Concentrar tudo numa commodity: investir 15% da carteira em petróleo é uma aposta sectorial, não diversificação. Se vai ter commodities, diversifique entre metais, energia e agricolas.

Ignorar os custos: entre comissões do ETF, contango, e spread de compra/venda, o custo total de investir em commodities via ETFs de futuros pode ser de 3-5% ao ano. Faça as contas antes de investir.

Tratar commodities como acções: as commodities não geram cash flow, não pagam dividendos, e não crescem «organicamente». O retorno vem exclusivamente da variação do preço. É uma classe de activos fundamentalmente diferente — e deve ser tratada como tal.

As commodities não são o núcleo de uma carteira — são o tempero. Uma pitada de ouro para segurança, um pouco de energia para exposição ao crescimento global, e talvez um toque de agricultura para diversificação. Doseadas correctamente, enriquecem a carteira. Em excesso, criam volatilidade desnecessária e custos que erodem o rendimento.

Commodities na Prática — Um Exemplo de Carteira

Para concretizar, eis como um investidor português com uma carteira de 50.000 euros poderia alocar 10% (5.000 euros) a commodities:

2.500 euros em ETF de ouro físico (ex: iShares Physical Gold, Xetra): protecção contra crises e inflação. Custo: ~0,25% ao ano.

1.500 euros em acções da Galp Energia: exposição ao petróleo com dividendo. Sem contango.

1.000 euros em ETF de mineradoras diversificadas (ex: iShares Global Miners): exposição a cobre, ferro, ouro e outros metais via empresas cotadas.

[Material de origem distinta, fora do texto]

PR #3154, opened 2017-11-09
Add Prefllight logger. Use in RedispatchSiteLocal. Refs #3110

weitzman:


src/Preflight/Preflight.php
```diff
@@ -60,6 +65,22 @@ public function __construct(Environment $environment, $verify = null, $configLoc
...
+     */
+    public function logger()
+    {
+        return $this->logger;
+    }
+
+    /**
+     * @param PreflightLog $logger
+     */
+    public function setLogger($logger)
```
greg-1-anderson: You can typehint this too

src/Preflight/PreflightLog.php
```diff
@@ -0,0 +1,31 @@
...
+     */
+    public function setDebug($debug)
+    {
+        $this->debug = $debug;
+    }
+
+    public function log($message)
+    {
+        if ($this->getDebug()) {
+            file_put_contents('php://stderr', ' [preflight] ' . $message . "\n", FILE_APPEND);
```
greg-1-anderson: Maybe `fwrite` is clearer

src/Preflight/PreflightArgs.php
```diff
@@ -227,6 +231,11 @@ public function selectedSite($default = false)
         return $this->get(self::ROOT, $default);
     }
 
+    public function setDebug($value)
+    {
+        $this->set(self::DEBUG, $value);
```
greg-1-anderson: Sort of wondering if we need to set the debug flag in the pass through args too.

src/Preflight/Preflight.php
```diff
@@ -202,6 +223,11 @@ public function preflight($argv)
         $this->preflightArgs = $this->preflightArgs($argv);
         $this->prepareConfig($this->environment);
 
+        // Setup our early logger.
+        $logger = new PreflightLog();
+        $logger->setDebug($this->preflightArgs->get(PreflightArgs::DEBUG));
+        $this->setLogger($logger);
```
greg-1-anderson: Usually DI happens from outside the class. Not sure if we want to add another object instantiation to drush_main (or whatever we're calling it) tho

weitzman: Not sure I follow. This is Preflight and PreflightLog. Two different classes.

src/Preflight/PreflightArgs.php
weitzman: The --debug option is declared in Application.php so nothing more to do, if I understand your comment correctly.

weitzman:
I merged this, after implementing the feedback that I understand. We can do more in follow ups.

src/Preflight/Preflight.php
greg-1-anderson: Yes, `--debug` is defined as a global option; however, if you run `drush status --debug`, it no longer turns on debug mode for most of Drush. The value is only set for preflight.

src/Preflight/PreflightArgs.php
greg-1-anderson: Yes, `--debug` is defined as a global option; however, if you run `drush status --debug`, it no longer turns on debug mode for most of Drush. The value is only set for preflight.

weitzman:
Just pushed a couple commits which fix DI, fixes standard debug log, and uses the new PreflightLog in 3 places.

PR #3158, opened 2017-11-10
Validate legacy command file

Chi-teck:
Setting wrong file path in `drush generate dcf` causes a fatal error.
"PHP Fatal error:  require_once(): Failed opening required 'wrong file path'"

Throwing exceptions would allow console application fail gracefully.

This PR also handle the case when the provided file has no valid Drush command hook.


Chi-teck:
Throwing exception in question validator callback allows to type the answer again.
dcf-validation

PR #3159, opened 2017-11-10
Fixed call to legacy bootstrap function.

danepowell:
This commit removed `drush_bootstrap_max()` but it was still being called elsewhere.
https://github.com/drush-ops/drush/commit/440be17aceeacef9308db747bd17e874883cb2ef


weitzman:
Sorry for the oversight. And thanks for the fix.

PR #3166, opened 2017-11-14
Fix incorrect script name when Drupal uses a domain + subdir

Chi-teck:
This only happens when Drupal is installed in subdirectory and site URL is passed by means global uri option like follows.
`drush <CMD> --uri=http://localhost/subdirectory`

Because of wrong script name some Drupal global variables (_$base_path_ and _$base_url_) get wrong values.


Chi-teck:
The URLs generated by Drupal core Url class are still wrong though.

Chi-teck:
The simplest way to reproduce the issue is to put the following code to some command and call it with `uri=http://llocalhost/path/to/drupal/` option.
```
$this->io()->write((new Url('system.admin'))->toString());
```
Instead `/path/to/drupal/admin` it prints `/admin`.

weitzman:
tests are failing, unfortunately.

weitzman:
Still needed?

Chi-teck:
The bug still exists in `master`. I am having troubles with setting up SUT. This might be related to my local environment (PHP 7.2).

greg-1-anderson:
You must use Drupal 8.4.4 (release yesterday) if you are using PHP 7.2. Earlier versions did not support 7.2.

Chi-teck:
I am using the latest code form 8.5.x Git branch. Is Drush itself compatible with PHP 7.1 and PHP 7.2? It appears it is not tested against these PHP versions. 
https://github.com/drush-ops/drush/blob/master/.travis.yml#L11

hansfn:
Since this issue most likely is the cause for the missing subdir when using `drush uli`with uri option, I'm adding it here so other people can find it:

`drush uli --no-browser --uri=http://nonexisting.domain/folder

returns "http://nonexisting.domain/user/reset/1/[...]" without the subdir in the URL.

ao2:
Some other commands to reproduce the issue are in https://github.com/drush-ops/drush/issues/3463

@Chi-teck can you rebase your branch on the latest drush version so that we can validate your changes and go forward with this issue?

Thanks,
   Antonio

weitzman:
Github updated the PR so its up to date with master. Still is failing tests tho.

ao2:
Thanks @weitzman

gitressa:
It works for sub-folders if there is a trailing slash:

```
$ drush uli --uri=http://nonexisting.domain/folder
http://nonexisting.domain/user/reset/1/153...uPBiz5lA/login
```

```
$ drush uli --uri=http://nonexisting.domain/folder/
http://nonexisting.domain/folder/user/reset/1/1539196592/tMD_...If7mKyRvQ/login
```

PR #3170, opened 2017-11-14
#3163: always fwrite in drush_print, instead of print.

douggreen:
See #3163. Replaces https://github.com/drush-ops/drush/pull/3169

### DIFF
--- a/includes/output.inc
+++ b/includes/output.inc
@@ -29,7 +29,7 @@ use Drush\Utils\StringUtils;
  * @deprecated
  *   Use $this->output()->writeln() in a command method.
  */
-function drush_print($message = '', $indent = 0, $handle = NULL, $newline = TRUE) {
+function drush_print($message = '', $indent = 0, $handle = STDOUT, $newline = TRUE) {
   $msg = str_repeat(' ', $indent) . (string)$message;
   if ($newline) {
     $msg .= "\n";
@@ -37,14 +37,7 @@ function drush_print($message = '', $indent = 0, $handle = NULL, $newline = TRUE
   if (($charset = drush_get_option('output_charset')) && function_exists('iconv')) {
     $msg = iconv('UTF-8', $charset, $msg);
   }
-  if (isset($handle)) {
-    fwrite($handle, $msg);
-  }
-  else {
-    print $msg;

Total: 5.000 euros em commodities, diversificados entre metais preciosos, energia e metais industriais, sem exposição a ETFs de futuros (evitando o contango). Custo total anual: menos de 50 euros em comissões. É simples, eficiente e proporciona diversificação genuína numa carteira de acções e obrigações.

As commodities não são essenciais — milhões de investidores têm carteiras bem-sucedidas sem elas. Mas para quem quer a diversificação mais ampla possível e uma protecção adicional contra cenários que as acções e obrigações não cobrem, são uma adição valiosa. A chave está no instrumento certo, na proporção certa e na expectativa certa.